About this task.
Filter the material below so that only lines containing "rather" remain.

### Supplied entries

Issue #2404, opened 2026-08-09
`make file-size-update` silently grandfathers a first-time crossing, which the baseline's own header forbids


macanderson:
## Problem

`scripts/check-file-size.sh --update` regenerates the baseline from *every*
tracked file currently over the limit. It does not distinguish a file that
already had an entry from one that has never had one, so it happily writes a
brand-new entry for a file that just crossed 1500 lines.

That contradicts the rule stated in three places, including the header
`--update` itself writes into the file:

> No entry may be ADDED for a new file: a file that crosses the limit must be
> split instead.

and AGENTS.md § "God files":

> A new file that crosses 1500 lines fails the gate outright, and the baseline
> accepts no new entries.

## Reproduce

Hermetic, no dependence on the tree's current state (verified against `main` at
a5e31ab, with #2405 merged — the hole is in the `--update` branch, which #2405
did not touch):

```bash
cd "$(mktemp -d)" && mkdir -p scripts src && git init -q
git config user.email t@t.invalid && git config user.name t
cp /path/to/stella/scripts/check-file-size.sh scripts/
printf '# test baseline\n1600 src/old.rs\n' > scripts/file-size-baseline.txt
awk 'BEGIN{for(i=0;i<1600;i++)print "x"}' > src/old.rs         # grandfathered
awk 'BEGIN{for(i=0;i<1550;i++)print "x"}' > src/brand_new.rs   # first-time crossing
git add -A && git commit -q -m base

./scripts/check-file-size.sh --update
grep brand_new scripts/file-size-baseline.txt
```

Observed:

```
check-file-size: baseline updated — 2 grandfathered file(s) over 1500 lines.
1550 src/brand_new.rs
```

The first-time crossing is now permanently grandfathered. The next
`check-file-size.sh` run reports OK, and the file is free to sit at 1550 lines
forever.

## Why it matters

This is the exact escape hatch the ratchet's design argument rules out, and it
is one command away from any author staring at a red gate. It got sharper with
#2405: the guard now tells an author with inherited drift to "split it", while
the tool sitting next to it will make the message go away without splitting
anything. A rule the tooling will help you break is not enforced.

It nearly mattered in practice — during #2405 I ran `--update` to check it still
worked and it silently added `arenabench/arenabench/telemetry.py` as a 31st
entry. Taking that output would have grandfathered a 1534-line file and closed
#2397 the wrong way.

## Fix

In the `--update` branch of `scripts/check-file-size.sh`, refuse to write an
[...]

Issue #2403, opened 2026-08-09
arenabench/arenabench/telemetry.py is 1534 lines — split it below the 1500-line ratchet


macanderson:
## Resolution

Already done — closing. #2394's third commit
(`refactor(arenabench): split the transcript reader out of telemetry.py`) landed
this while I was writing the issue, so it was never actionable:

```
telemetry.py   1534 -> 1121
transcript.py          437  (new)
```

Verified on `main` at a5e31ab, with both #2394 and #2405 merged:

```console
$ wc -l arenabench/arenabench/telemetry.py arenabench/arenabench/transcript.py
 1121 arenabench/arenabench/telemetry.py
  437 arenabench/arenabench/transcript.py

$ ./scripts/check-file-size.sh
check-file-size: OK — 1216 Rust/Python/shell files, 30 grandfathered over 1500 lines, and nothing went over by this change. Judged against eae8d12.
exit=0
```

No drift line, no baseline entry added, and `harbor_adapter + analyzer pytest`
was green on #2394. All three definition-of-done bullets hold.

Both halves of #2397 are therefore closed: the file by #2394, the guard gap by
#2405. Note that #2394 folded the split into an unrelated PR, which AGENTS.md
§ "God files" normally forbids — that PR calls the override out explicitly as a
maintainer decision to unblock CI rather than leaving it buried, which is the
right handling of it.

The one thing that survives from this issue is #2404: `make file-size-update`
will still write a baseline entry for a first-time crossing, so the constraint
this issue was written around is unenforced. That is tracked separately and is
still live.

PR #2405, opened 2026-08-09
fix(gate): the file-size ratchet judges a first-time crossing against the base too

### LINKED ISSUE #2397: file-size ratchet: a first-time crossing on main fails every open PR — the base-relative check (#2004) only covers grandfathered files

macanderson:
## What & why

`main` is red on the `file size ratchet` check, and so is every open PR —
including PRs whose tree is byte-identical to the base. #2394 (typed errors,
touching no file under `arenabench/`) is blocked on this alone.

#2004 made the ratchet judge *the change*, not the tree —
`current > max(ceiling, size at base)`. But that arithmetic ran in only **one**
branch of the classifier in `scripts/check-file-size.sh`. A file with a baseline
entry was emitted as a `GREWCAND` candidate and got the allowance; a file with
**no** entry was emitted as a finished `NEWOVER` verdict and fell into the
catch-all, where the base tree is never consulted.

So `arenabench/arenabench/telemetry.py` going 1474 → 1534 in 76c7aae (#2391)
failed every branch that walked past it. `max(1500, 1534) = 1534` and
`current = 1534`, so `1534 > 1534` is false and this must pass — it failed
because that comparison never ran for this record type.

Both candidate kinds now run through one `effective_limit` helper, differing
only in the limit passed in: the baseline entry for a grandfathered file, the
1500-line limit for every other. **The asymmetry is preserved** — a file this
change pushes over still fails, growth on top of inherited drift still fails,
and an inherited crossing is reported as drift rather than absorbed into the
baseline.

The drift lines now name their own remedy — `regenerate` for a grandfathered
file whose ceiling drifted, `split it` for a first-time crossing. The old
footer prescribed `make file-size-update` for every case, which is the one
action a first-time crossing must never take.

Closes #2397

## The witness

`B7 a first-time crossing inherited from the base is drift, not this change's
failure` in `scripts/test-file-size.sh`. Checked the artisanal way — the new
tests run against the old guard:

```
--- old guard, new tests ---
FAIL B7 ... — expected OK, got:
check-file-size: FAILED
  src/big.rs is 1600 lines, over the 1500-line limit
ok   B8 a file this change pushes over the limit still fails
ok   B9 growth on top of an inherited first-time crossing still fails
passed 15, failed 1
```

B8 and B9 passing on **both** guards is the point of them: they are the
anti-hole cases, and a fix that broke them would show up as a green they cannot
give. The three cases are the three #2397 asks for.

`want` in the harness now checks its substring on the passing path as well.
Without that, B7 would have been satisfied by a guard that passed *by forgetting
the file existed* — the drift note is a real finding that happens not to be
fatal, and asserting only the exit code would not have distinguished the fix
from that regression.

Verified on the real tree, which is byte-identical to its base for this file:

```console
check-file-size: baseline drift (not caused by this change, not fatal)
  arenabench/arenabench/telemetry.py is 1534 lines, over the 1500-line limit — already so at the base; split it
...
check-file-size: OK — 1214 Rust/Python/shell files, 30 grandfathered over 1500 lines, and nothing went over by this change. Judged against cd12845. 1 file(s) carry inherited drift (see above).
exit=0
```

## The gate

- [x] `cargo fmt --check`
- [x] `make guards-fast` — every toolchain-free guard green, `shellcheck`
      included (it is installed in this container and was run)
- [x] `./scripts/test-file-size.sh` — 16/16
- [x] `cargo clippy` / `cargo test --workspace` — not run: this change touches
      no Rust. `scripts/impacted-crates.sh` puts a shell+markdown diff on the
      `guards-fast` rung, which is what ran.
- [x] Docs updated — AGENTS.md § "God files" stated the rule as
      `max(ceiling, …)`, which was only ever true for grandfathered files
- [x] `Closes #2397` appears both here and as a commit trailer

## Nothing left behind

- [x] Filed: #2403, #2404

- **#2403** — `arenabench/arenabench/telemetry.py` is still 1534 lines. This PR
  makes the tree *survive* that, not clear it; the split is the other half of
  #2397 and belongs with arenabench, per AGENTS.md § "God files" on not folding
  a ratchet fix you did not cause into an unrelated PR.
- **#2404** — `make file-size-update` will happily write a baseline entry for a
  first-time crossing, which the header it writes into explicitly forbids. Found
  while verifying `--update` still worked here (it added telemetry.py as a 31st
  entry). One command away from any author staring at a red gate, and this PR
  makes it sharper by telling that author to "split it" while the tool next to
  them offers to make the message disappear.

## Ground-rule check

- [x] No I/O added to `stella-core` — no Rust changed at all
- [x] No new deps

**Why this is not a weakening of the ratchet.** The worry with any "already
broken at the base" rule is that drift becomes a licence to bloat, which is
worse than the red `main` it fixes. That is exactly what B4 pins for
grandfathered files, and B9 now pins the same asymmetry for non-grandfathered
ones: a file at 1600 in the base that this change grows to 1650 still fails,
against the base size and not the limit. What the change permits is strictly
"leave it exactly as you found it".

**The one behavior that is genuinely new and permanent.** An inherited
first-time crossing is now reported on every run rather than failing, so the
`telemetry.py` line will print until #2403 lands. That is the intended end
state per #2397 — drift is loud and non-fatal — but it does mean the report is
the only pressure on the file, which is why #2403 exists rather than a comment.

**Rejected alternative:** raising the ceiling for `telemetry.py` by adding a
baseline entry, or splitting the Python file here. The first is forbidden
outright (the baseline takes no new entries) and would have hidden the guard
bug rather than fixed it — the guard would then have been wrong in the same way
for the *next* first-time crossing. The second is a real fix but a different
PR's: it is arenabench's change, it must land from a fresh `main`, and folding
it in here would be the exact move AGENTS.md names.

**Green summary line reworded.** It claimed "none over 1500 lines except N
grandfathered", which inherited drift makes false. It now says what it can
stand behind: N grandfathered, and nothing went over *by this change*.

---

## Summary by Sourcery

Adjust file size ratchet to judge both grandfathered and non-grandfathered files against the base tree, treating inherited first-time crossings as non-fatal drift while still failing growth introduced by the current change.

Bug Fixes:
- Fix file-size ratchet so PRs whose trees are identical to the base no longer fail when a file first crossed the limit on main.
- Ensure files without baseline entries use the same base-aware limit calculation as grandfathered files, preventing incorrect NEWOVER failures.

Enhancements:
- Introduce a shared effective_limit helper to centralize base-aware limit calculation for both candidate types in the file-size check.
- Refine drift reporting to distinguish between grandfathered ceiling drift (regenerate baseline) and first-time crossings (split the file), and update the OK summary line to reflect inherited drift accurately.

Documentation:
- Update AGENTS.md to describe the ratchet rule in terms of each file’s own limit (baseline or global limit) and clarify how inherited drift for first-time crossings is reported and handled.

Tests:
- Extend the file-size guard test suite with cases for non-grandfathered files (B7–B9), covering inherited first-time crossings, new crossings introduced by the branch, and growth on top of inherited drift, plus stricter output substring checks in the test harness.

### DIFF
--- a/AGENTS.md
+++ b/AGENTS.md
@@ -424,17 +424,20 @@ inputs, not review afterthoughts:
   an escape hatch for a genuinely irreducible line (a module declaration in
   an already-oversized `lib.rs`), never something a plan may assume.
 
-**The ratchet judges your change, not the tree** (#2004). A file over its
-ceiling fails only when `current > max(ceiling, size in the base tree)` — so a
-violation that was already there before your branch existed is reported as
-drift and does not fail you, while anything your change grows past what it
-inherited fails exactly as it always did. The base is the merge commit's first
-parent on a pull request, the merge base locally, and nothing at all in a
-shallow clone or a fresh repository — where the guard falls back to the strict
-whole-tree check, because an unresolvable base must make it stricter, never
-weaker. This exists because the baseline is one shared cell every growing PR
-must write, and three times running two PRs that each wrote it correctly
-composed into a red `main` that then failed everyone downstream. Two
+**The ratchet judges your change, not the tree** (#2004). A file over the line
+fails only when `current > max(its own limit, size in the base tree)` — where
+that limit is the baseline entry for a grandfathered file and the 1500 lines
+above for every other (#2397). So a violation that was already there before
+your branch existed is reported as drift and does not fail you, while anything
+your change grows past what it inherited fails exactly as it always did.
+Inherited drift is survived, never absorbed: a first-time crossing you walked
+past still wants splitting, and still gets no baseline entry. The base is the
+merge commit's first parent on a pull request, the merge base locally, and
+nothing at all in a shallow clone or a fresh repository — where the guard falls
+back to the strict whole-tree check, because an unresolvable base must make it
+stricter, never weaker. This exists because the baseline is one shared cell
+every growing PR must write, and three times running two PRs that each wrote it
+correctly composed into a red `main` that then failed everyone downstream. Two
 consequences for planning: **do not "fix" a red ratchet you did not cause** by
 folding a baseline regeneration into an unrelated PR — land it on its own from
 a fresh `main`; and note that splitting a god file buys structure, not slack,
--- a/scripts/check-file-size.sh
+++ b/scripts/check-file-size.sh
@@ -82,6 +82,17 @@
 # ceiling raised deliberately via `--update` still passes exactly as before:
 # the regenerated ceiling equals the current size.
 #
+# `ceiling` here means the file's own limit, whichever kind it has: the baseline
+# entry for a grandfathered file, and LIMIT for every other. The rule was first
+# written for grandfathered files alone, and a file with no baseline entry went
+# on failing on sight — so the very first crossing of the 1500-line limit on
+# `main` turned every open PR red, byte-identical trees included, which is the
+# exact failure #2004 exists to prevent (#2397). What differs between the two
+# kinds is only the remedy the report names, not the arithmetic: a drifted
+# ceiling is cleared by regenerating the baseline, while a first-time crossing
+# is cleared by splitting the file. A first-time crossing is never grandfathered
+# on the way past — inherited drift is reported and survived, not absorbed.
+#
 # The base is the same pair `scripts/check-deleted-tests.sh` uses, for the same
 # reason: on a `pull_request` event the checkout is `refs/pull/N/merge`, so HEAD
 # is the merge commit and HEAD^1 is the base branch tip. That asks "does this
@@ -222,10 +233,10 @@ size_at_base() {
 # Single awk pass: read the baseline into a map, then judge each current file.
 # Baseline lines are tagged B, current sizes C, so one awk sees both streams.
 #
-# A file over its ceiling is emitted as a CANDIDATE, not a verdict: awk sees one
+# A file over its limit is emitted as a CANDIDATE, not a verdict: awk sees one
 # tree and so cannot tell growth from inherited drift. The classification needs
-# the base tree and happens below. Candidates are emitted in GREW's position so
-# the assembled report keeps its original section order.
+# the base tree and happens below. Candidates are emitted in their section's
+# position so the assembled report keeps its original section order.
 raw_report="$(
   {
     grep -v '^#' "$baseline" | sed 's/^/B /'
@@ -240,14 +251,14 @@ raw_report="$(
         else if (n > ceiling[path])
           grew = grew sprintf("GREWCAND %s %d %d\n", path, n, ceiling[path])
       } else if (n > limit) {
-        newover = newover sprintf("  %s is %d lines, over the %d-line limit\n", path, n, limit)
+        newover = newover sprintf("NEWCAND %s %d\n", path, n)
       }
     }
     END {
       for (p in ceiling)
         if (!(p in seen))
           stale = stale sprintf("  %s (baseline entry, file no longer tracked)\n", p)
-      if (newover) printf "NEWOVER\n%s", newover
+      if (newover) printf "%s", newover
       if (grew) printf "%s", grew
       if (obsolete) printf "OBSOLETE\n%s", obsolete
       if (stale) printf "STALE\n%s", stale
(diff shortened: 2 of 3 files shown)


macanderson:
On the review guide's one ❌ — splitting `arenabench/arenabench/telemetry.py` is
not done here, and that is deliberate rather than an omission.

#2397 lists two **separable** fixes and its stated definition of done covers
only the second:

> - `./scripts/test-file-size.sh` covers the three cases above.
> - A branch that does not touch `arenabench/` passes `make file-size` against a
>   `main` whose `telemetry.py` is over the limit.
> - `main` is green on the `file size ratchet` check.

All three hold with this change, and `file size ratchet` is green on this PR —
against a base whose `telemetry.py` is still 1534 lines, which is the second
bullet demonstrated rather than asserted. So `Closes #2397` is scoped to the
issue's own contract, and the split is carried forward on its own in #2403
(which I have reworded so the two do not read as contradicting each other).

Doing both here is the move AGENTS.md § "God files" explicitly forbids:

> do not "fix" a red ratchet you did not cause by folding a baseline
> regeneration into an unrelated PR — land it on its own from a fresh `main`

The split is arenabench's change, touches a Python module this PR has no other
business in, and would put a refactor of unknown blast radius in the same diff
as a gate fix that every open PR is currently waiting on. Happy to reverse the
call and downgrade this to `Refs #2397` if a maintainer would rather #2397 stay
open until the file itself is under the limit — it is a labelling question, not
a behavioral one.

######

Solution to the exercise.
maintainer decision to unblock CI rather than leaving it buried, which is the
and an inherited crossing is reported as drift rather than absorbed into the
first-time crossing is now reported on every run rather than failing, so the
the only pressure on the file, which is why #2403 exists rather than a comment.
bug rather than fixed it — the guard would then have been wrong in the same way
not done here, and that is deliberate rather than an omission.
bullet demonstrated rather than asserted. So `Closes #2397` is scoped to the
call and downgrade this to `Refs #2397` if a maintainer would rather #2397 stay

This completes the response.